So, I hear you all ask, just how have I been spending my WAG days since I’ve been here? I haven’t been getting my hair and nails done all day every day for the last seven weeks have I? You’re right, I have not (although believe me, there are more than enough hair, nail, massage, makeup and general beauty salons in Tokyo to keep anyone busy for months, should he or she so desire). A few weeks ago I enrolled at a Japanese language school and thereto have I been going every weekday from 9.30am ‘til 1.30pm. I’ve signed up for a term’s lessons so until 21 December, public holidays aside, if you want to find me on a weekday morning, I am on the 5th floor of the Academy of Language Arts, just up the road from Iidabashi Station.

I study at Iidabashi.

I’m in a class of 12 and we’re a mixed bunch indeed. We hail from the following countries: England, 1 person; Republic of Ireland, 1 person; Norway, 1 person; Pakistan, 1 person; America, 2 people; China, 3 people; the Philippines, 3 people. Question: How on earth do you go about teaching a group of people that does not share the same native language, or even the same writing system, another, entirely different, highly grammatically elaborate, syllabic plus ideographic writing system-based language? Answer: Start speaking it at them. And yes, for the first couple of hours we were definitely being spoken at; there was very little sense of being able to reply as we all floundered, panic-stricken, in a sea of unfamiliar sounds and symbols.

A couple of weeks in and it’s all becoming a little more familiar. We grapple with grammar and vie with vocabulary on a daily basis but our teachers are patient and remain optimistic about our achievements. We are taught by Sakuma-sensei, Fujii-sensei, Hatakeyama-sensei and Nikimashi-sensei. They’ve all got a good sense of humour, which strikes me as a fundamental requirement for teaching such a motley crew.  Lessons mainly take place in Japanese but the odd English word is thrown in for clarity. I feel incredibly privileged that when this explanation happens it does so in my native language, and have utmost respect for those of my classmates for whom English is not the first language. I can’t imagine being taught Japanese from a basis of French, for example.

Japanese language study is very difficult but interesting and fun.
I like it!

A huge advantage of taking group lessons is that we all pick up things at different speeds; what is easy for one person will be hard for another, and vice versa the next day. We constantly help each other out with explanations and clarifications. The level of trust in the room has rocketed and we’re at a stage now where nobody feels intimidated, or afraid to make a mistake, or ashamed to say they don’t understand. It’s an incredibly supportive learning environment and I am learning valuable lessons that I will be able to use when I get back to the UK and (hopefully) continue working in arts education.
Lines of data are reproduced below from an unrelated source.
PR #2401, opened 2018-01-20
Add core kernelspecs

theengineear:
Adds redux stuff for kernelspecs.

TODO:

- [x] action type strings
- [x] action creator types
- [x] action creators
- [x] reducers
- [x] epic
- [x] tests
- [x] rewire jupyter extension to point to new kernelspecs
- [x] delete old kernelspecs code


theengineear:
Definitely just a work in progress at this point, but I wanted to throw this partial PR up here to make sure this is all looking like we *want* it to look.

theengineear:
@rgbkrk mind doing a quick peruse? Anything set off 🚨s for you?

theengineear:
The only new commit is 4b7c9e0329491f15bc9f625d567e09f7714132f9

packages/core/src/actionTypes.js
```diff
@@ -24,6 +26,43 @@ import type { ExecuteRequest } from "@nteract/types/messaging";
 
 import type { Output, StreamOutput } from "@nteract/commutable/src/v4";
 
+export const FETCH_KERNELSPECS = "CORE/FETCH_KERNELSPECS";
```
rgbkrk, line 31: A+ to new style being introduced as part of new actions.

rgbkrk:
Merged #2399, so you can rebase this.

theengineear:
Rebased on top of some edits based off of your previous PR review. Going to start adding epics in now.

theengineear:
@rgbkrk Can you point me to a place in the codebase where we're mocking out rx-jupyter for testing epics? We do have to mock that out for testing, right? I've set up my own ways to mock out things like `ajax` and provide mock schedulers (so you can test things with debounceTime, etc), but I'm wondering how that's handled in here?

rgbkrk:
> I've set up my own ways to mock out things like ajax and provide mock schedulers (so you can test things with debounceTime, etc), but I'm wondering how that's handled in here?

In https://github.com/nteract/nteract/pull/2391/files#diff-bf4f11387916efdb1656d04751fe4e5a, I created `__mocks__` for `rx-jupyter`, only for `@nteract/core`. I only "implemented" `kernels` so you'll have to add on `kernelspecs`. I'd be cool with mocking `ajax` too, I figured that can be tested inside of `rx-jupyter` though.

theengineear:
@rgbkrk just missing tests at this point. Want to do a review?

rgbkrk:
Rockin', will do.

applications/jupyter-extension/nteract_on_jupyter/index.js
```diff
@@ -21,6 +23,7 @@ function createApp(jupyterConfigData: JupyterConfigData) {
 
     componentDidMount(): void {
       store.dispatch({ type: "LOAD", path: jupyterConfigData.contentsPath });
+      store.dispatch(fetchKernelspecs({ kernelspecsRef: "single-server" }));
```
rgbkrk: I wonder if we should leave commentary in these places about why we have this ref and what the function of the current "single-server" literal is for.

theengineear: Oh, yah, good idea. 👍

packages/core/src/reducers/kernelspecs.js
```diff
@@ -0,0 +1,62 @@
...
+
+// Entities state.
+const entitiesKernelspecs = (state = Immutable.Map(), action) => {
+  switch (action.type) {
+    case actionTypes.FETCH_KERNELSPECS_FULFILLED:
+      let newState = Immutable.Map();
+      Object.keys(action.payload.kernelspecs).forEach(key => {
+        const value = action.payload.kernelspecs[key];
+        newState = newState.set(key, makeKernelspec(value));
+      });
```
rgbkrk: Since you're using `.set` anyways here, I'd probably just do this:


```js
return Immutable.Map(action.payload.kernelspecs).map(
  (value: KernelspecProps) => makeKernelspec(value)
);
```

rgbkrk: Whoops, value comes first. Make sure to switch that up if you read that before I edited it.

theengineear: Almost! I forgot about how Immutable switches the expected order of `key, value` to `value, key`! Helpful in this case though:

```
const newState = Immutable.Map(action.payload.kernelspecs).map(
  (value: KernelspecProps) => makeKernelspec(value)
);
```

theengineear:
Hmm. Any opinions on how much of the state-management chain to test at once? I sorta feel like core's contract is:

    Give us actions, we update state.

But, when you test epics, you only test:

    Give us actions, we give you actions.

And when you test reducers, you only test:

    Give us partial-state and actions, we give you partial-state.

I.e., I feel like it's not that much more work to just configure a complete store, setup reducers/epics, dispatch actions and look for the resulting state? I'm not going to do this now, but maybe food for thought? I don't want us to get in the habit of writing tests that don't actually prevent breaking changes.

theengineear:
The test I just wrote really only tests actions in >> actions out, but that's not really the thing consumers care about at the end of the day.

rgbkrk:
I would say that something which does the full setup should be part of a functional testing suite rather than part of our unit tests.

rgbkrk:
And then... if we really wanted to we could be doing integration tests backed by binder or a launched server. 😉

theengineear:
@rgbkrk hey, sorry, i ended up rebasing again to update this pr in response to some comments.

rgbkrk:
No probs, rebases are my jam.

packages/core/__mocks__/rx-jupyter.js
```diff
@@ -1,9 +1,55 @@
 import { of } from "rxjs/observable/of";
 import { Subject } from "rxjs/Subject";
 
+// Mock response generated 01/24/2018, may need updating.
+const mockListReponse = {
```
rgbkrk, line 5: Looking good to me.

rgbkrk (approved):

The day before yesterday I went with my friends, by metro,
to a festival for foreign students. It was fun.

Rainbow colours!
We had a particularly cool bonding session on Tuesday when, instead of going to normal lessons, we all headed to Ikebukuro Sunshine City to attend a festival for foreign students of Japanese. A week or so ago at school a few of us had volunteered to take part in various activities and when the lots were drawn, my classmate Chris found himself signed up for arm wrestling while I was given the opportunity to take part in a kimono fashion show. Sadly I missed Chris’s valiant efforts at the arm wrestling table (he won his first match and lost his second, gaining third place overall), as I was being prodded, pulled, stuffed, tutted and shoved into my kimono. If the tiny ladies who were dressing the students were surprised to be presented with a large-boned, big-busted westerner as one of the ‘models’ they hid it well although I think my dressers would have preferred one of the petite Chinese students who were also modelling. All was well though, and the two ladies dressing me got to work with the various layers of undergarments, followed by the main kimono under-dress, the outer garment, and finally all the different layers that were needed to support the obi (belt) and then to decorate it. The whole process took about an hour and a half and involved about nine layers in all. The kimono was wrapped quite tightly around my legs, and the obi bound me from my hips to my bust, so I was forced to walk with tiny ladylike steps…quite different to striding around in a pair of jeans! I never figured out how one uses the loo while wearing a kimono. I think perhaps the answer is that one doesn’t. I was certainly told that I wouldn’t be able to go from when I started being dressed to when the kimono came off a couple of hours later. Some of the other girls were having their hair done by the women who had dressed them. The Chinese and Korean girls definitely had the best hair for this. One of the women dressing me looked at my above-shoulder-length, flyaway hair with pity and slight dismay but again, she made the best of her lot and pulled and scraped what she could into a ponytail, which she decorated with some silk flowers.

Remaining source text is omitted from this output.